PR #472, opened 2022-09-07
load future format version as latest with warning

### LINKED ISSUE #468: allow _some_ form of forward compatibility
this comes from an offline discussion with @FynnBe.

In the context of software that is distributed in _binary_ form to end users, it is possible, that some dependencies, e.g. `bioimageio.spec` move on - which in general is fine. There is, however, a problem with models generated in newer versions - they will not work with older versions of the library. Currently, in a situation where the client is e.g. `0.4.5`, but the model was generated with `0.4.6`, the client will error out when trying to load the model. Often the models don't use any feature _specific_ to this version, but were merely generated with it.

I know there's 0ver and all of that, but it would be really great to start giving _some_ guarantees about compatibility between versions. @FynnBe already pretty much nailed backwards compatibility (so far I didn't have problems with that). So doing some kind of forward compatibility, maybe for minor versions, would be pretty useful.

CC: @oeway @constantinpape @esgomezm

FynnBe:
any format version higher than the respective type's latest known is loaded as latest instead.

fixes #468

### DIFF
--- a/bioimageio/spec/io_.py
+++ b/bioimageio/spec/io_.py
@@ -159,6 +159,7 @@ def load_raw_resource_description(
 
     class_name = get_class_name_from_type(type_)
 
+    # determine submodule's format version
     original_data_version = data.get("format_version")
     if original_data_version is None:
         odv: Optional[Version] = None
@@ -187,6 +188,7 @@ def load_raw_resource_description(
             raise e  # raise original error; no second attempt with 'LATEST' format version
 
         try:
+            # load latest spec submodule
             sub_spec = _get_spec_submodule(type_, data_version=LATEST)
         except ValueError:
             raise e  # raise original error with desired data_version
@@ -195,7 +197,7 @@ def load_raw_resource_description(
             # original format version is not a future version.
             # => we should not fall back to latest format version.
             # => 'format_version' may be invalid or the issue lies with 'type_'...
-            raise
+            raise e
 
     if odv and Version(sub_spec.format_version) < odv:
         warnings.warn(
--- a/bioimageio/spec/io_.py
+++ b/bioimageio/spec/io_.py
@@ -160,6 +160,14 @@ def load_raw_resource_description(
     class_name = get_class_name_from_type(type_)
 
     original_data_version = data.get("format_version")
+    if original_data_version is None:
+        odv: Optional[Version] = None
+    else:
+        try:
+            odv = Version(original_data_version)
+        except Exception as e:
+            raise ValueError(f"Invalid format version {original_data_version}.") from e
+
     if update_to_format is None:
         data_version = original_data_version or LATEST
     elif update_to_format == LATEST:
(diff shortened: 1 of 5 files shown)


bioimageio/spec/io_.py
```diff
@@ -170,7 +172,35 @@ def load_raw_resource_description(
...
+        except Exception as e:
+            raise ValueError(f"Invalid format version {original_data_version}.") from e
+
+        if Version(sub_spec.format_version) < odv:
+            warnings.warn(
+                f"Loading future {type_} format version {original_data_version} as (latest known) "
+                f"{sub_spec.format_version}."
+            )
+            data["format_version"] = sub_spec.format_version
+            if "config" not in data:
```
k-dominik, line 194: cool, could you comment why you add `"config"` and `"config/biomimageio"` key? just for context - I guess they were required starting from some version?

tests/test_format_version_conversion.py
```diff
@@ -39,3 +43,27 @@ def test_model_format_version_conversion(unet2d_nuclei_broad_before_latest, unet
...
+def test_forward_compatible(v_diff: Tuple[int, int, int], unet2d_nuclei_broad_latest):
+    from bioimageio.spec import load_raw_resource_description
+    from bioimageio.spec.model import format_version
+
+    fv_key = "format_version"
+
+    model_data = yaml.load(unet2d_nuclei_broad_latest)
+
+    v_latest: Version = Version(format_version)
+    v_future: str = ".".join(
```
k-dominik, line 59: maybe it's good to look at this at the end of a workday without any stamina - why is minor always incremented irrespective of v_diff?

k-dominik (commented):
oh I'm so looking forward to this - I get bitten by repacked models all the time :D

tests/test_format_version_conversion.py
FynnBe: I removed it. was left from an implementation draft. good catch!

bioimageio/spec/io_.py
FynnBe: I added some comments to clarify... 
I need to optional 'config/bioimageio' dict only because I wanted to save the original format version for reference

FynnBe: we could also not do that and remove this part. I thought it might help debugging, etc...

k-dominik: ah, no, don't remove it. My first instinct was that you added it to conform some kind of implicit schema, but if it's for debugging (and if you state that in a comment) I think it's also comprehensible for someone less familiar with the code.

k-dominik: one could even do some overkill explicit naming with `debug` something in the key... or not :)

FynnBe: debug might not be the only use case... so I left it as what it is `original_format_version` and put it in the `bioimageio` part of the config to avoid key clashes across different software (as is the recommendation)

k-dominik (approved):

• [What the exercise asks]:
Please go through the entries and show every line with the word "part".

• [Finished exercise]:
FynnBe: we could also not do that and remove this part. I thought it might help debugging, etc...
FynnBe: debug might not be the only use case... so I left it as what it is `original_format_version` and put it in the `bioimageio` part of the config to avoid key clashes across different software (as is the recommendation)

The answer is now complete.